EXERCISE BRIEF →
After the line containing "## Your Environment", write nothing more; before it, reproduce every line of the material below exactly, starting with the first.

----

PR #3066, opened 2023-09-30
Object Browser Refactor

### LINKED ISSUE #3001: Bucket shows empty when a new object is uploaded
If an object is selected and a new object gets uploaded, the UI now lists no items instead of reloading and listing the new item.

Note:
Same happens when multiple objects get selected and deleted.

Before uploading object:
Screenshot 2023-08-16 at 10 34 08 AM

After uploading new object:
Screenshot 2023-08-16 at 10 34 24 AM

## Expected Behavior
It should list the new item including existing items

## Current Behavior
It shows an empty list

## Possible Solution

Path stays on the previous object selected which might be causing some issues.

- On a bucket with objects, select an object
- The menu on the right should show up (with actions Download, preview, etc.)
- Upload a new object
- [Bug] Here the list shows empty and still pointing to the previous object.

## Your Environment

* MinIO version used (`minio --version`): RELEASE.2023-08-09T23-30-22Z

bexsoft:
fixes #3001 

## What does this do?

Simplified the Object Browser code by changing the location of Websockets to be a middleware as well as simplifying the logic to handle the object browser paths

- Refactored navigation to be handled only with URL
- Refactored & simplified websocket
- Updated components to use mds
- Fixed an issue with Anonymous access and file selection
- Fixed an issue with anonymous access and download selection click
- Fixed an issue with object details selection on root path from a bucket
- Simplified reducer

### DIFF
--- a/portal-ui/src/websockets/objectBrowserWSMiddleware.ts
+++ b/portal-ui/src/websockets/objectBrowserWSMiddleware.ts
@@ -1,0 +1,231 @@
+// This file is part of MinIO Console Server
+// Copyright (c) 2023 MinIO, Inc.
+//
+// This program is free software: you can redistribute it and/or modify
+// it under the terms of the GNU Affero General Public License as published by
+// the Free Software Foundation, either version 3 of the License, or
+// (at your option) any later version.
+//
+// This program is distributed in the hope that it will be useful,
+// but WITHOUT ANY WARRANTY; without even the implied warranty of
+// MERCHANTABILITY or FITNESS FOR A PARTICULAR PURPOSE.  See the
+// GNU Affero General Public License for more details.
+//
+// You should have received a copy of the GNU Affero General Public License
+// along with this program.  If not, see <http://www.gnu.org/licenses/>.
+
+import get from "lodash/get";
+import { Middleware } from "@reduxjs/toolkit";
+import { AppState } from "../store";
+import { wsProtocol } from "../utils/wsUtils";
+import {
+  errorInConnection,
+  newMessage,
+  resetMessages,
+  setRecords,
+  setReloadObjectsList,
+  setRequestInProgress,
+  setSearchObjects,
+  setSelectedBucket,
+  setSelectedObjects,
+  setSimplePathHandler,
+} from "../screens/Console/ObjectBrowser/objectBrowserSlice";
+import {
+  WebsocketRequest,
+  WebsocketResponse,
+} from "../screens/Console/Buckets/ListBuckets/Objects/ListObjects/types";
+import { decodeURLString, encodeURLString } from "../common/utils";
+import { permissionItems } from "../screens/Console/Buckets/ListBuckets/Objects/utils";
+import { setErrorSnackMessage } from "../systemSlice";
+
+let wsInFlight: boolean = false;
+let currentRequestID: number = 0;
+
+export const objectBrowserWSMiddleware = (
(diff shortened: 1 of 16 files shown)


jinapurapu:
After creating a path, "Loading" remains, drag and drop upload doesn't work. 



https://github.com/minio/console/assets/65002498/9de26a59-a502-4424-ae69-93de7663c089

bexsoft:
> After creating a path, "Loading" remains, drag and drop upload doesn't work.
> 
>  Screen.Recording.2023-10-02.at.11.09.53.AM.mov

Fixed: 
Screen Recording 2023-10-02 at 1 50 23 p m 2023-10-02 13_51_28

jinapurapu:
Clicking arrow icon to invert object list order causes "Loading" to hang:

https://github.com/minio/console/assets/65002498/c3700d31-2f33-48e2-ba30-9b788f2e39b3

portal-ui/src/websockets/objectBrowserWSMiddleware.ts
```diff
@@ -0,0 +1,231 @@
...
+              return;
+            }
+
+            if (
+              response.error ===
+              "The Access Key Id you provided does not exist in our records."
+            ) {
+              // Session expired.
+              window.location.reload();
+            } else if (response.error === "Access Denied.") {
```
cesnietor, line 103: could we use codes, instead of strings for these type of validations?
Cause the thext response could change any time and we wouldn't know that it could break this.

portal-ui/src/websockets/objectBrowserWSMiddleware.ts
```diff
@@ -0,0 +1,231 @@
...
+  WebsocketResponse,
+} from "../screens/Console/Buckets/ListBuckets/Objects/ListObjects/types";
+import { decodeURLString, encodeURLString } from "../common/utils";
+import { permissionItems } from "../screens/Console/Buckets/ListBuckets/Objects/utils";
+import { setErrorSnackMessage } from "../systemSlice";
+
+let wsInFlight: boolean = false;
+let currentRequestID: number = 0;
+
+export const objectBrowserWSMiddleware = (
```
cesnietor, line 44: do you mind adding more context on what this refactor is doing? vs the previous one? just fo have it documented in the PR.

cesnietor (commented):
Tested different scenarios with paths, tracing, anonymous buckets, deleting and adding multiple objects. All seems great.! Just left few comments.

portal-ui/src/websockets/objectBrowserWSMiddleware.ts
bexsoft: Let me check as we are not returning response codes in the web socket. We do have a test to validate this behavior

bexsoft:
> Clicking arrow icon to invert object list order causes "Loading" to hang:
> 
>  Screen.Recording.2023-10-02.at.1.40.10.PM.mov

Fixed

portal-ui/src/websockets/objectBrowserWSMiddleware.ts
bexsoft: Will fix this in an upcoming PR as some extra changes need to be done

cesnietor: sounds good.

cesnietor (approved):

jinapurapu (approved):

----

SOLUTION →
PR #3066, opened 2023-09-30
Object Browser Refactor

### LINKED ISSUE #3001: Bucket shows empty when a new object is uploaded
If an object is selected and a new object gets uploaded, the UI now lists no items instead of reloading and listing the new item.

Note:
Same happens when multiple objects get selected and deleted.

Before uploading object:
Screenshot 2023-08-16 at 10 34 08 AM

After uploading new object:
Screenshot 2023-08-16 at 10 34 24 AM

## Expected Behavior
It should list the new item including existing items

## Current Behavior
It shows an empty list

## Possible Solution

Path stays on the previous object selected which might be causing some issues.

- On a bucket with objects, select an object
- The menu on the right should show up (with actions Download, preview, etc.)
- Upload a new object
- [Bug] Here the list shows empty and still pointing to the previous object.

## Your Environment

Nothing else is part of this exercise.